1916 verschossen die Franzosen Gasgranaten mit Phosgengas, die Deutschen antworteten bei Verdun mit der Grünkreuzmunition, die Phosgengas in einer besonders konzentrierten Form enthielt. Bei Fleury verschossen die Deutschen über 110.000 Gasgranaten. Die Franzosen hatten 16.000 Gaskranke, darunter 90 Tote zu beklagen. Man war nicht länger auf die Windrichtung und das Blasverfahren angewiesen und konnte die Granaten weit bis in die Artilleriestellungen verschießen. Alle Armeen an der Westfront waren Ende 1916 mit relativ sicheren Gasmasken ausgerüstet.
Um den Gegner zum abnehmen der Maske zu zwingen entwickelten die Deutschen 1917 den "Maskenbrecher" Clark, Blaukreuz. In der Dritten Flandernschlacht wurde es erstmals eingesetzt. Für den Angriff verwendete man Grün- und Blaukreuz, man rechnete 100 Schuß auf einen Hektar.
Für die Verteidigung entwickelten die Deutschen doch ein anderes Gas, Lost oder Yprit genannt. Es wurde ebenfalls in Flandern eingesetzt. Man markierte die Granaten mit einem gelben Kreuz. Das Gas hielt sich sehr lange im Gelände, wegen seines Geruchs nach Senföl nannte man es Senfgas, es verätzte alle unbedeckten Hautpartien. In 3 Wochen hatten die Briten über 14.000 Gaskranke und 500 Tote zu beklagen.

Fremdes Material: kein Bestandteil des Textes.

PR #749, opened 2026-07-28
fix: expose session ETag to browser clients

bigduu:
## Summary

- explicitly expose only the `ETag` response header from the shared production CORS builder
- cover loopback, `0.0.0.0`, and custom-bind policies through the real session GET route
- preserve existing origin restrictions and `If-Match` PATCH preflight behavior

This is a follow-up integration fix for #726 and unblocks the CAS-backed workspace picker in bigduu/Lotus#155. Without `Access-Control-Expose-Headers: ETag`, Bamboo sends the token on the wire but browser JavaScript cannot read it.

## Test Plan

- `cargo test -p bamboo-server --lib cors_exposes_session_etag_for_every_bind_mode`
- CORS/config tests: 28 passed
- full `cargo test -p bamboo-server --lib`: 1,678 passed, 1 ignored
- `cargo fmt --check`
- scoped Clippy passes when allowing the pre-existing `connect/bridge.rs` `too_many_arguments` baseline lint
- real browser validation from `http://127.0.0.1:1420` to an isolated Bamboo server on `:19562`: status 200 and browser-visible `ETag: "0"`

## Screenshots

Not applicable; server response-header change only.

### DIFF
--- a/crates/app/bamboo-server/src/config.rs
+++ b/crates/app/bamboo-server/src/config.rs
@@ -760,7 +760,9 @@ pub fn build_cors(bind_addr: &str, port: u16) -> Cors {
             .max_age(3600)
     };
 
-    cors
+    // Session metadata mutations use the response ETag as their If-Match CAS
+    // token, so cross-origin browser/Tauri clients must be able to read it.
+    cors.expose_headers([header::ETAG])
 }
 
 /// Apply the Governor (rate limiter) + CORS middleware pair to `app`, IN THE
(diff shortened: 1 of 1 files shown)


bigduu (commented):
Agent review complete on exact head `b52ad120`.

Verified the production `build_cors` path for loopback, `0.0.0.0`, and custom-bind modes; only the `ETag` response header is exposed, with origin restrictions and `If-Match` preflight behavior unchanged. Independently reran the real session-route regression and validated browser-visible ETag from a separate origin against an isolated server. All required CI gates are green; no unresolved review threads or requested changes.

PR #765, opened 2026-07-30
fix: make context compression budget-aware

### LINKED ISSUE #763: [bamboo] fix: make context compression budget-aware with hierarchical chunked summarization
## Problem

Context compression currently builds **one summarization request from every active, non-system (`compressed == false`) message before it knows which messages will actually be archived**. That request is not bounded by the selected summarization model's own context window.

This fails when the main/chat context is near its compression threshold and the summarization model has a similar or smaller context window. The summarization prompt adds its own system instructions, the previous summary, runtime context blocks, custom/`PreCompact` instructions, per-message wrappers, and a fixed 8,192-token output allowance. Even if the active conversation fits the chat model, the derived compression request may not fit the summarization model.

The current 2,000-character cap is only **per message**; it neither enforces a total request budget nor prevents an unbounded number of messages from overflowing the request. It also discards potentially important content instead of reducing it in budgeted stages.

## Code-grounded analysis

Baseline: [`dev` at `6a58ceb9`](https://github.com/bigduu/Bamboo-agent/commit/6a58ceb9b16730e27dcaca918ec6071fa96c7c85).

1. [`maybe_apply_host_context_compression_with_budget`](https://github.com/bigduu/Bamboo-agent/blob/6a58ceb9b16730e27dcaca918ec6071fa96c7c85/crates/engine/bamboo-engine/src/runtime/runner/round_lifecycle/context_preparation.rs#L203-L474) calls `summary_source_messages(session)` and then performs exactly one `summarizer.summarize(&messages)` call.
2. [`summary_source_messages`](https://github.com/bigduu/Bamboo-agent/blob/6a58ceb9b16730e27dcaca918ec6071fa96c7c85/crates/infra/bamboo-compression/src/compression_tooling.rs#L821-L828) returns all active non-system messages. It does not select only the eventual archive candidates.
3. [`LlmSummarizer::build_summarization_messages`](https://github.com/bigduu/Bamboo-agent/blob/6a58ceb9b16730e27dcaca918ec6071fa96c7c85/crates/engine/bamboo-engine/src/llm_summarizer.rs#L117-L240) concatenates the previous summary, all context blocks, custom instructions, and every source message into one user message. It truncates each message to 2,000 characters but never counts the rendered prompt as a whole.
4. [`collect_stream_response`](https://github.com/bigduu/Bamboo-agent/blob/6a58ceb9b16730e27dcaca918ec6071fa96c7c85/crates/engine/bamboo-engine/src/llm_summarizer.rs#L245-L293) always requests `Some(8192)` output tokens without subtracting that reserve from a summarization-model input budget.
5. Only **after** the LLM summary returns does [`build_forced_compression_plan_with_summary`](https://github.com/bigduu/Bamboo-agent/blob/6a58ceb9b16730e27dcaca918ec6071fa96c7c85/crates/infra/bamboo-compression/src/compression_tooling.rs#L265-L490) decide which older messages will be marked compressed. Recent messages that remain active were therefore needlessly included in the large summarization request.
6. [`resolve_token_budget`](https://github.com/bigduu/Bamboo-agent/blob/6a58ceb9b16730e27dcaca918ec6071fa96c7c85/crates/engine/bamboo-engine/src/runtime/runner/round_lifecycle/token_budget.rs#L7-L111) resolves/caches the **chat model** budget. The compression path chooses a separate summarization/background provider and model later, but does not resolve or pass that auxiliary model's limits to `LlmSummarizer`.
7. Existing tests verify prompt sections, fallback behavior, and which model is called, but there is no test that gives the summarizer a context limit, bounds every generated request, forces multiple map/reduce calls, or verifies atomic failure after chunk N.

## Impact

- Provider rejects the compression request with a context-length error.
- Pre-turn/overflow phases may silently fall back to a much lower-quality heuristic summary and then archive history.
- Mid-turn compression (where heuristic fallback is intentionally disabled) skips compression, leaving the session under pressure and retrying on later triggers.
- A stream error after partial text is currently accepted as a completed summary; an incomplete result can therefore be committed before messages are archived.
- Large sessions cannot rely on compression precisely when overflow recovery is most important.

## Required design

Keep the existing auto/manual/critical trigger semantics. Once a logical compression pass starts, make the summarization pipeline budget-aware and hierarchical:

1. **Resolve the effective summarization budget.** Resolve limits for the exact selected provider/model (summarization model, then background fallback), including provider metadata, built-ins, user overrides, output reserve, and tokenizer safety margin. Do not reuse the chat model budget merely because it triggered compression.
2. **Plan archive candidates before calling the LLM.** Split plan construction into a candidate phase and a finalization phase. Select only eligible messages that may be archived, while preserving `never_compress`, protected recent user turns, skill chains, and generic tool-call-chain atomicity.
3. **Enforce a request-level ceiling.** Default the safe compression request utilization to 80% of the summarization model context window. For every map or reduce request, enforce:

   `estimated_input + reserved_output + safety_margin <= floor(summary_model_context * 0.80)`

   Count the fully rendered prompt, including wrappers/instructions; a per-message character cap is not a substitute for this invariant. If the limit is unknown, use an explicit conservative fallback and emit a warning/metric—never treat it as unbounded.
4. **Map in chronological chunks.** Pack candidate `MessageSegment`s oldest-first up to the safe input budget. Reuse `MessageSegmenter` so archive boundaries never split tool chains. Each partial summary must carry stable ordering/range metadata. If one segment/message is itself oversized, split its rendered content deterministically with continuation metadata while keeping the archive decision atomic.
5. **Reduce recursively.** Merge partial summaries into one final conversation summary. Include the previous summary, current context blocks, custom compression instructions, and `PreCompact` injected context in the logical merge without blindly duplicating their full token cost in every map request. If the partial summaries do not fit in one reduce request, reduce them in bounded batches until one final summary remains.
6. **Use one pipeline for every size.** Every non-empty compression source must first be processed as one or more bounded map chunks and then pass through a bounded reduce stage; fitting in one request must not bypass either stage.
7. **Commit atomically.** Do not change `message.compressed`, `compressed_by_event_id`, `conversation_summary`, or compression events until all map/reduce calls finish and the final plan is revalidated with the actual summary token count. Any failure leaves session history unchanged; mid-turn remains best-effort. A partial stream without a terminal completion signal must be treated as failure, not as a valid final summary.
8. **Validate the post-condition.** The final active context must reach the configured compression target, or the pass must return an explicit, observable reason that protected content makes the target impossible. Do not archive a different set from the messages represented by the final summary.
9. **Expose progress and cost.** Record logical pass id/phase, chunk index/count, estimated request tokens, summarization model limit, map/reduce call counts, fallback use, aggregate latency, and final tokens saved. Fire `PreCompact` once per logical pass, not once per chunk.

## Acceptance criteria

- [ ] The compression model's own context/output limits are resolved and used for request planning.
- [ ] The archive candidate set is computed before summarization, and kept recent/protected messages are not included as raw source merely because they are active.
- [ ] Every map and reduce request satisfies the 80% safe-window invariant after full prompt rendering, output reserve, and safety margin.
- [ ] Oversized input is summarized through chronological map chunks and a recursive final reduce; no finite conversation requires one unbounded LLM request.
- [ ] Every non-empty automatic or compatibility compression uses at least one bounded map call followed by at least one bounded reduce call, regardless of source size.
- [ ] Existing summary, runtime context blocks, custom instructions, and hook-injected instructions survive the final merge without causing an oversized request.
- [ ] Tool chains and `never_compress` messages remain atomic/protected across planning, chunking, and apply.
- [ ] The final summary represents exactly the messages that are archived, plus the prior summary where applicable.
- [ ] No session/archive mutation occurs after a failed map/reduce call or an incomplete stream.
- [ ] Pre-turn, mid-turn, manual, and forced overflow-recovery paths all use the same bounded pipeline while preserving their current fallback/error semantics.
- [ ] Compression status/events/metrics make multi-stage progress and failures diagnosable.

## Required regression tests

- [ ] Chat and summarization models have the same context limit; active usage is near auto/critical pressure; compression splits and succeeds with every captured request below the ceiling.
- [ ] Summarization model context is much smaller than the chat model (for example 32K vs 200K).
- [ ] Hundreds/thousands of individually small messages overflow one-shot aggregation.
- [ ] A large previous summary plus context blocks/custom instructions forces recursive reduce.
- [ ] A chunk boundary lands on a generic multi-tool call chain; the chain is never partially archived.
- [ ] `never_compress`, skill chains, and newest protected user turns remain active and are excluded from the raw archive candidate input.
- [ ] A single oversized message/segment is handled without sending an oversized request or silently dropping its tail.
- [ ] Provider fails on map chunk N, on reduce, and after partial stream output; session summary/messages/events remain unchanged.
- [ ] Mid-turn failure is swallowed as best-effort without a full-turn retry (regression for #238).
- [ ] Below the safe threshold, a small source still performs exactly one bounded map request followed by one bounded reduce request.
- [ ] Actual final summary size is re-applied to planning and the post-compression context reaches target or reports a protected-content failure.

## Related completed work / constraints

- #20 and #180 fixed the chat-model budget resolution chain; this Issue must extend equivalent correctness to the selected auxiliary summarization model.
- #238 established that mid-turn compression is best-effort.
- #340 established tool-chain-atomic archive semantics.
- #554 established `PreCompact` instructions; multi-stage compression must not invoke the hook repeatedly.

## Scope / effort

- Scope: Bamboo engine + compression infrastructure; no Lotus/Bodhi contract change is required unless richer progress fields are added to shared DTOs.
- Effort: **L**.
- Priority: **P1** because this breaks the core overflow-recovery path for long-lived sessions.

## Model-limit requirement update (2026-07-30)

The model-limit chain is part of this fix and must satisfy these additional contracts:

- [ ] Runtime reads the instance-local `${data_dir}/model_limits.json`, accepts both the modular `{schema_version, revision, data}` envelope and the legacy raw array, and re-reads it at the start of every root agent round. Replacing or deleting configured patterns must not leave stale entries active.
- [ ] Precedence is explicit session/engine `TokenBudget` override, dedicated sidecar match, legacy per-model config match, provider metadata, then the global fallback. A lower-priority exact provider entry must not shadow a higher-priority user family pattern.
- [ ] `max_context_tokens` means the total input + output window. The hard request-input cap is `max_context_tokens - max_output_tokens - safety_margin`, and both compression triggering and final prompt preparation must honor it.
- [ ] Provider input-only metadata is normalized by adding known output capacity exactly once, while explicit total-context metadata is not double-counted. The model catalog must expose the dynamically discovered context/output limits.

Required regressions include same-session sidecar edits, sidecar deletion/replacement, instance-local path resolution, revisioned-envelope loading, source-precedence conflicts, output-reserve saturation, and provider input-only versus total-context metadata.

bigduu:
## Summary

- plan the exact archive candidate set before invoking the summarizer, preserving newest user turns, `never_compress`, skill chains, and generic tool-call chains
- use one bounded pipeline for every non-empty compression source: chronological map chunks followed by bounded reduce, even when the source fits one request
- deterministically split oversized source/terminal partials, carry ordering/range metadata, and use an instruction-aware shared-context capsule plus bounded multipart final reducers when one final response cannot fit
- size the durable result from represented raw content using configurable `summary_target_ratio` (20% by default), retaining prior-summary allocation once and never compounding 20% at each hierarchy level
- dynamically re-read the instance-local `model_limits.json` on every root round, accepting both revisioned section envelopes and legacy arrays; explicit user patterns outrank legacy/provider/fallback limits and removed/deleted patterns do not remain stale
- define `max_context_tokens` as total input + output capacity, reserve `max_output_tokens` and tokenizer safety before prompt selection, and normalize provider input-only metadata without double-counting explicit total context
- revalidate the actual summary against the main prompt target before atomically applying archive flags, summary metadata, events, and recovery context; partial streams and failed stages leave session state unchanged
- expose pass/chunk/call/token/ratio/clamp/failure observability and preserve backward-compatible persisted session data

## Root Cause

The old path aggregated all active non-system messages into one request before selecting archive candidates. It used a fixed output allowance and could read the wrong `model_limits.json` path/shape: the modular settings store writes an instance-local revisioned envelope, while runtime expected a global raw array and cached same-model results. It also treated provider context metadata inconsistently with output capacity. Together these defects made compression overflow a similar/smaller model and made live limit edits ineffective.

## Test Plan

- `cargo test --workspace`
- `cargo test -p bamboo-engine llm_summarizer::tests -- --nocapture`
- `cargo test -p bamboo-engine runtime::runner::round_lifecycle::token_budget::tests -- --nocapture`
- `cargo test -p bamboo-compression limits::tests::reloading_after_sidecar_deletion_clears_stale_patterns -- --exact`
- `cargo clippy -p bamboo-domain -p bamboo-config -p bamboo-compression -p bamboo-engine -- -D warnings`
- `git diff --check origin/dev...HEAD`

Regression coverage includes small-input map→reduce, same/smaller summarizer windows, hundreds of small messages, oversized source and terminal partials, global 20% sizing, shared-context/instruction preservation, protected/tool-chain boundaries, exact archive candidates, atomic map/reduce/incomplete-stream failures, same-session revisioned sidecar edits and deletion, instance-local path resolution, source precedence, output reservation, and provider input-only versus total-context metadata.

No UI changes; screenshots are not applicable.

Closes #763

### DIFF
--- a/crates/engine/bamboo-engine/src/llm_summarizer.rs
+++ b/crates/engine/bamboo-engine/src/llm_summarizer.rs
@@ -2,9 +2,11 @@
 //!
 //! `LlmSummarizer` is the infrastructure-coupled implementation of
 //! `bamboo_compression::Summarizer`: it calls the session model to produce a
-//! rich summary of compressed/removed messages. Legacy, unbudgeted callers may
-//! fall back to the pure `HeuristicSummarizer`; the bounded map/reduce pipeline
-//! surfaces every failed stage so callers can preserve session state atomically.
+//! rich summary of compressed/removed messages. Callers without an explicit
+//! model budget use a conservative compatibility budget, so every LLM-backed
+//! path still runs through bounded map/reduce. Compatibility callers may fall
+//! back to the pure `HeuristicSummarizer`; explicitly budgeted production passes
+//! surface every failed stage so callers can preserve session state atomically.
 //! It lives in the engine (not in bamboo-compression) so that the compression
 //! crate stays free of any LLM-provider dependency.
 
@@ -23,6 +25,11 @@ use bamboo_domain::{
 };
 use bamboo_llm::LLMChunk;
 use bamboo_llm::{LLMProvider, LLMRequestOptions};
+
+const COMPATIBILITY_CONTEXT_WINDOW_TOKENS: u32 = 32_000;
+const COMPATIBILITY_MAX_OUTPUT_TOKENS: u32 = 8_000;
+const COMPATIBILITY_SAFETY_MARGIN_TOKENS: u32 = 1_000;
+const COMPATIBILITY_SAFE_WINDOW_PERCENT: u8 = 80;
 
 /// Mode controlling how the LLM summarizer handles existing summaries.
 #[derive(Debug, Clone, Default)]
@@ -120,8 +127,8 @@ struct SummaryPart {
 /// LLM-based summarizer that calls the current session's model to generate
 /// a rich summary of compressed/removed messages.
 ///
-/// Legacy unbudgeted calls fall back to [`HeuristicSummarizer`] if the LLM call
-/// fails, UNLESS
+/// Calls without an explicit request budget fall back to
+/// [`HeuristicSummarizer`] if the bounded LLM pipeline fails, UNLESS
 /// [`with_heuristic_fallback_on_error(false)`](Self::with_heuristic_fallback_on_error)
 /// is set. Budgeted calls always surface failed map/reduce stages so the archive
 /// transaction cannot commit a heuristic summary that represents a failed pass.
@@ -136,10 +143,11 @@ pub struct LlmSummarizer {
     custom_instructions: Option<String>,
     /// Controls how the summarizer handles existing summaries.
     summary_mode: SummaryMode,
-    /// When true (default), a transient legacy/unbudgeted LLM call failure is
-    /// recovered by falling back to the [`HeuristicSummarizer`]. Budgeted calls
-    /// always return stage failures so a multi-request pass remains atomic. The
-    /// empty-response fallback is unaffected either way. (issues #238, #763)
+    /// When true (default), a transient compatibility-path LLM failure is
+    /// recovered by falling back to the [`HeuristicSummarizer`]. Explicitly
+    /// budgeted calls always return stage failures so a multi-request pass
+    /// remains atomic. The empty-response fallback is unaffected either way.
+    /// (issues #238, #763)
     heuristic_fallback_on_error: bool,
     /// Exact selected summarization-model limits and source-derived output goal.
     request_budget: Option<SummaryRequestBudget>,
@@ -187,10 +195,10 @@ impl LlmSummarizer {
         }
     }
 
-    /// Control whether a transient legacy/unbudgeted LLM *error* recovers via
+    /// Control whether a transient compatibility-path LLM *error* recovers via
     /// the heuristic summarizer (default `true`) or surfaces to the caller
-    /// (`false`). Budgeted map/reduce failures always surface. (issues #238,
-    /// #763)
+    /// (`false`). Explicitly budgeted map/reduce failures always surface.
+    /// (issues #238, #763)
     pub fn with_heuristic_fallback_on_error(mut self, enabled: bool) -> Self {
         self.heuristic_fallback_on_error = enabled;
         self
@@ -262,6 +270,12 @@ impl LlmSummarizer {
         }
     }
 
+    fn render_shared_context(&self) -> String {
+        let mut content = String::new();
+        self.append_shared_context(&mut content);
+        content
+    }
+
     fn render_message_block(message: &Message) -> Option<String> {
         let role_label = match message.role {
             Role::User => "User",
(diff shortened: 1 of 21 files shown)


crates/engine/bamboo-engine/src/llm_summarizer.rs
```diff
@@ -191,67 +367,698 @@ Guidelines:
...
+            }
+            parts = reduced;
+            depth += 1;
+        }
+
+        // A single final model response cannot represent an arbitrarily large
+        // 20%-of-source target when the selected model has a smaller output
+        // limit. Preserve the bounded partials as one multipart stored summary
+        // instead of applying another 20% pass (which would collapse to ~4%).
+        let content = self.compose_multipart_summary(&parts);
```
bigduu: [P1] Preserve shared context and instructions in the multipart terminal path

When `final_reduce` cannot fit, this branch persists a concatenation of the partial summaries. The map requests do not include shared context, and intermediate reductions call `build_reduce_messages(..., false)`, so this path never gives `context_blocks`, `custom_instructions` (including PreCompact hook instructions), or the required final-section contract to a model. `compose_multipart_summary` only prepends `existing_summary`; the other shared inputs are therefore dropped from the final stored summary. That violates #763's acceptance requirement that existing summary, runtime context blocks, custom instructions, and hook-injected instructions survive the final merge without creating an oversized request.

Please route those inputs through a separately bounded, instruction-aware final lane (or another bounded equivalent) and add a regression test that forces the multipart fallback while asserting runtime context, custom instructions, and PreCompact instructions influence/survive the persisted result.

bigduu (commented):
Self-review of exact head `5fbd3c5ea0d2ad2d6a3a89c8bedc89a3cc583d50` found one blocking acceptance gap in the multipart terminal path. I am leaving the PR as Draft with `review:needed`; all local build/test/lint gates pass, but this issue should be fixed and re-reviewed before the PR is marked ready.

crates/engine/bamboo-engine/src/llm_summarizer.rs
bigduu: Fixed on head `71b3ef69` (primarily `d6f66c5e`). The multipart terminal path now builds a separately bounded shared-context capsule through its own mandatory map→reduce pass, then supplies that capsule and binding custom/hook instructions to every instruction-aware `multipart_final_reduce` request. Retained prior-summary allocation is composed once; reference-only runtime/instruction context must be incorporated by each final section, so the overall 20% source-derived target is not compounded or exceeded by blindly appending context. Oversized terminal partials are also split deterministically before those final reducers. Regression coverage: `multipart_terminal_path_preserves_shared_context_and_instructions_boundedly`, `multipart_terminal_path_without_shared_context_still_reduces_every_section`, `retained_shared_context_is_mapped_and_reduced_without_a_second_ratio`, and `oversized_terminal_partial_is_split_into_bounded_reduce_sections`. The latest focused engine tests and strict clippy pass.

bigduu (commented):
Agent review completed against exact head `eee70ccb6cf06b6984927077014be0bd50f757e5` and base `dev` (`598eebfb522bd11e739d9e19dab14cba2f02b20b`).

No blocking findings remain. Reviewed archive candidate selection/apply atomicity; mandatory map → bounded reduce for every non-empty compression, including the shared-context capsule and multipart terminal paths; cumulative source-derived 20% allocation; dynamic instance-local revisioned model-limit loading and precedence; input + output + safety budgeting; Copilot normalization/model catalog; serialization and documentation.

The prior multipart context-loss thread is resolved. This review also found stale README defaults, fixed in `eee70ccb`. Local affected/full tests and strict clippy passed. GitHub CI and CodeQL are green. The first Test attempt hit an unrelated Linux `ETXTBSY` fixture race; the failed-job rerun passed against the same exact head.

This is a self-authored PR, so this is a COMMENT review rather than APPROVE.

bigduu (commented):
Independent child-agent review: PASS / no blocking findings.

Reviewed the complete 21-file diff at exact head `eee70ccb6cf06b6984927077014be0bd50f757e5` against `dev@598eebfb522bd11e739d9e19dab14cba2f02b20b`, and checked every Issue #763 acceptance area rather than relying on CI alone.

Verified mandatory map → bounded reduce for all non-empty sources; cumulative source-derived 20% allocation without hierarchical compounding; shared context/existing summary/custom and PreCompact instructions through normal and multipart lanes; total-context input + output + safety enforcement; archive candidate atomicity and incomplete-stream failure semantics; instance-local revisioned model-limit reload/deletion/precedence; provider input-only normalization; backward-compatible serde defaults and regression coverage.

Non-blocking residual risks are limited to provider metadata cache freshness, real-model summary quality, and tokenizer-estimation variance already covered by the 80% ceiling/safety margin. The review was read-only and made no code or GitHub state changes.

Der größte Gasangriff aber fand nicht an der Westfront statt, sondern während der 12. Isonzoschlacht am 24.10 1917. 1000 Gaswerfer feuerten 2000 Gasflaschen auf die italienischen Stellungen, die völlig unvorbereitet waren.
Das "Wunder von Karfreit" oder Caporetto war nicht zuletzt auch dem Einsatz von Gas zu verdanken.